* **PROMPT**
Search the records for the string "which", then copy each line that has it.

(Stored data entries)
PR #1539, opened 2026-09-17
Reconcilable host-to-Drive mappings, for hosted vanity subdomains

joepio:
Paired with **ontola/atomic-saas** on the same branch name (`claude/custom-subdomains-cloud-ioi2ex`), which adds the alias registry, plan gating and the node-side reconcile. Per `AGENTS.md`, merge this side first.

`Tree::DriveMapping` already routes a hostname to a Drive, but the only way in was `/bind-drive`, which needs an agent with write access on the Drive. A control plane that deliberately does not hold user signing keys cannot use it, so hosted vanity subdomains (`acme.atomicserver.eu`) had no way to be installed. This adds the pieces the control plane needs, and closes a leak found on the way.

### What changed

- **`Db::sync_drive_mappings`** reconciles the mappings a control plane owns against a desired set: adds, repoints and removes, idempotently, so a managed node can call it on every policy poll and a released name stops resolving with nobody touching the box. Removal is scoped to the hosts a previous run installed, tracked in `Tree::PluginMeta` — treating the input as authoritative for the whole table would have deleted the `localhost` / `127.0.0.1` entries every store gets at setup, and any binding made by hand, on the first run.
- **`Db::list_drive_mappings`** and **`Db::managed_alias_hosts`** expose the table, which had no read path beyond a single-host lookup.
- **Mapping keys are normalized.** Hostnames are case-insensitive, but the `Host` header arrives in whatever case the client sent, so `ACME.example.com` missed the mapping `/bind-drive` had stored lowercased and fell through to the store root.
- **A host bound to a Drive now serves that Drive or 404s.** `map_request_subject` fell through to the store root when the bound Drive was missing — not synced yet, or migrated to another node — which on a multi-tenant node answers one tenant's hostname with another namespace's content. This is also the property that lets the control plane authorize a certificate on reservation rather than only after a node confirms: the worst case in that window is a 404, not a leak.
- **`--served-domain-suffix`** makes a server answer for `*.<suffix>` without the rest of `--base-domain`. Nodes need the request origin to follow the hostname the visitor used, or served subjects localize to the node's own name and a vanity host hands out links to a different hostname than the one the visitor typed. `--base-domain` does that too, but it *also* becomes the store's base domain, changing how subjects are normalized and migrated — not something to switch on for a box that already holds customer data. This is the conflation `config.rs`'s own note on `ATOMIC_BASE_DOMAIN` flags.

### Related Issues

No issue; this is the `atomic-server` half of hosted vanity subdomains, designed in `atomic-saas`'s `planning/VANITY_SUBDOMAINS.md`.

### Checklist

- [x] Add changelog entry linking to issue, describe API changes — `CHANGELOG.md` covers the new `atomic_lib` API, the 404 behaviour change and the new flag
- [x] Add or update tests if needed — `db::drive_mapping_tests` (add/repoint/remove, idempotence, ownership scoping, case-insensitivity, empty inputs), `db::resolver_tests::a_bound_host_whose_drive_is_missing_does_not_serve_the_store_root`, `context::tests::a_served_domain_suffix_accepts_tenants_without_a_base_domain`
- [x] Update docs if needed — `TESTING_COVERAGE.md` gains a section for host-to-Drive routing, including what is still uncovered

### Verification

- `cargo test -p atomic_lib --features db-redb --lib` — 550 passed, 0 failed
- `cargo test -p atomic-server --lib` — 86 passed, 0 failed
- `cargo clippy -p atomic_lib -p atomic-server --all-targets --locked` — clean
- `cargo fmt --check` — clean

Not covered: no test drives a real HTTP request against a vanity host end to end. The reconcile and the resolver are tested separately, and joining them needs the representative two-service environment.

https://claude.ai/code/session_01WJmx2z4BWAr4gNvTvg48D4

---
_Generated by [Claude Code](https://claude.ai/code/session_01WJmx2z4BWAr4gNvTvg48D4)_


joepio:
`Main (Mancave) / CI` is red on `90f6a45`, and the failure is not this PR's.

**What is failing:** one data-browser vitest, `src/views/File/convertFileToDocument.test.ts > fileContentsToTiptapJson > uses the collaborative Markdown schema so Markdown formatting becomes document nodes` — `Error: Test timed out in 5000ms.` Everything else passes: **1086 of 1087 tests, 134 of 135 files.**

**Why it is not this PR's:**

- This PR's diff is `lib/src/db.rs`, `server/src/config.rs`, `server/src/context.rs`, `CHANGELOG.md` and `TESTING_COVERAGE.md`. It contains no TypeScript and nothing under `browser/`.
- The same single test failed identically on this branch's earlier head `f00feb2`, **before** the 206-commit `develop` merge, and again on `90f6a45` after it. Two trees 206 commits apart, same test, same 5 s timeout.
- It is a timeout, not an assertion failure. The run reports `transform 172.05s, import 282.84s` against an 81 s wall — the runner is heavily oversubscribed. That is also consistent with the rest of today's runner trouble on this box (#1530 could not start its Dagger engine at all; these jobs sat queued from 21:35 to 00:10).

**No fix for it exists to port**, so rather than widening this PR with a change to an unrelated test file, here is the proposed patch:

```diff
-  it('uses the collaborative Markdown schema so Markdown formatting becomes document nodes', async () => {
+  it('uses the collaborative Markdown schema so Markdown formatting becomes document nodes', async () => {
     ...
-  });
+  }, 30_000);
```

That test is the only `async` one in the file, and its cost is dominated by a one-off cold import chain rather than by the assertion: it constructs a `Store`, pulls in the collaborative Markdown schema and TipTap extensions, and loads Loro's Node WASM through `vi.mock('loro-crdt', () => import('loro-crdt/nodejs'))`. Vitest's default `testTimeout` is 5000 ms. Giving this one test an explicit timeout keeps it running and keeps every assertion — it does not skip, disable or quarantine anything.

I have not applied it here, because it belongs in its own change against `develop` rather than in a PR about host-to-Drive routing. Happy to open that PR if wanted.

Local verification of what this PR actually changes, against the merged `develop`: `atomic_lib` 601 passed / 0 failed, `context::tests` 5/5 including the new `a_served_domain_suffix_accepts_tenants_without_a_base_domain`, `cargo fmt --check` clean, and `scripts/check-rust-alignment.py` reports Server and SaaS aligned.

---

PR #1548, opened 2026-09-18
Make the Clippy pre-commit hook incremental

### LINKED ISSUE #1533: Pre-commit hook rebuilds the whole workspace
Pre-commit hook rebuilds the whole workspace on every commit (~2.5 min cold, slow warm)

`scripts/pre-commit.mjs` takes ~2.5 minutes on a cold build and is not
cheap warm either. This bites anyone running Claude Code in a fresh
worktree or in a cloud sandbox, where commits are frequent and `target/`
starts empty.

## Why it is slow

The hook `git checkout-index`es the staged tree into a fresh `mkdtemp`
directory and runs

    cargo clippy --workspace --exclude atomic-server-tauri --no-deps
      --all-targets --no-default-features --features light -- -D warnings

there, with `CARGO_TARGET_DIR` pointed at the repo's `target/`.

1. **Every workspace crate recompiles on every commit, even warm.**
   Cargo fingerprints by mtime. `checkout-index` writes every file with
   the current time, so all workspace members (and their `--all-targets`
   test targets) look modified on every run. Only crates.io deps are
   reused.
2. **Feature mismatch with the dev loop.** `--no-default-features
   --features light` is a different feature graph from what
   `cargo build` / `cargo test` use, so feature-sensitive deps are
   compiled twice into the same `target/`. In a fresh worktree or
   sandbox the hook pays for that on the first commit.
3. **`--no-deps` only skips *linting* deps**, not compiling them, and
   `--all-targets` compiles every test/bench binary in the workspace.

## Proposed changes

- [ ] **In-place fast path.** If `git diff --quiet` (index == working
      tree, the `git add -A && git commit` case), run clippy in the repo
      itself and skip the snapshot. Only snapshot when there are
      unstaged changes. In-place runs get real incremental caching.
- [ ] **Scope to touched crates.** Derive `-p <crate>` from the changed
      paths instead of `--workspace`; only pass `--all-targets` when a
      `tests/` file changed. CI keeps the full matrix.
- [ ] **Stop thrashing the cache.** Either lint with the dev loop's
      default features, or give the hook its own
      `CARGO_TARGET_DIR=target/pre-commit`.
- [ ] **Move clippy to pre-push.** Keep pre-commit to `cargo fmt --check`
      and the browser lint. Agents commit often and push rarely.
- [ ] **Escape hatch for agents.** Honour e.g. `ATOMIC_SKIP_CLIPPY=1`,
      set it in the Claude Code Cloud environment config and document it
      in `AGENTS.md`. CI is the real gate.
- [ ] **Cold sandboxes.** Document `RUSTC_WRAPPER=sccache` with a
      persistent cache dir; for local worktrees, a shared
      `build.target-dir` in `~/.cargo/config.toml` lets deps be reused
      across worktrees.

The first two items turn the common case from "rebuild the workspace"
into "recheck one crate".

michielbdejong:
## Why

The pre-commit hook was doing far more than Clippy on every Rust commit:

1. **A full JS build.** The staged snapshot has no `browser/data-browser/dist` and no `server/assets_tmp`, so `server/build.rs` decided to run `pnpm install` + vite + wasm-pack, plus the `wasm32-wasip2` plugin-runtime build. Clippy needs neither.
2. **A full workspace rebuild.** The snapshot was a fresh `mkdtemp` dir each time. Cargo fingerprints path packages by their path and detects staleness by mtime, so nothing was ever reused.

* **RESULT FOR THIS TASK**
Paired with **ontola/atomic-saas** on the same branch name (`claude/custom-subdomains-cloud-ioi2ex`), which adds the alias registry, plan gating and the node-side reconcile. Per `AGENTS.md`, merge this side first.
`Tree::DriveMapping` already routes a hostname to a Drive, but the only way in was `/bind-drive`, which needs an agent with write access on the Drive. A control plane that deliberately does not hold user signing keys cannot use it, so hosted vanity subdomains (`acme.atomicserver.eu`) had no way to be installed. This adds the pieces the control plane needs, and closes a leak found on the way.
- **`Db::list_drive_mappings`** and **`Db::managed_alias_hosts`** expose the table, which had no read path beyond a single-host lookup.
- **A host bound to a Drive now serves that Drive or 404s.** `map_request_subject` fell through to the store root when the bound Drive was missing — not synced yet, or migrated to another node — which on a multi-tenant node answers one tenant's hostname with another namespace's content. This is also the property that lets the control plane authorize a certificate on reservation rather than only after a node confirms: the worst case in that window is a 404, not a leak.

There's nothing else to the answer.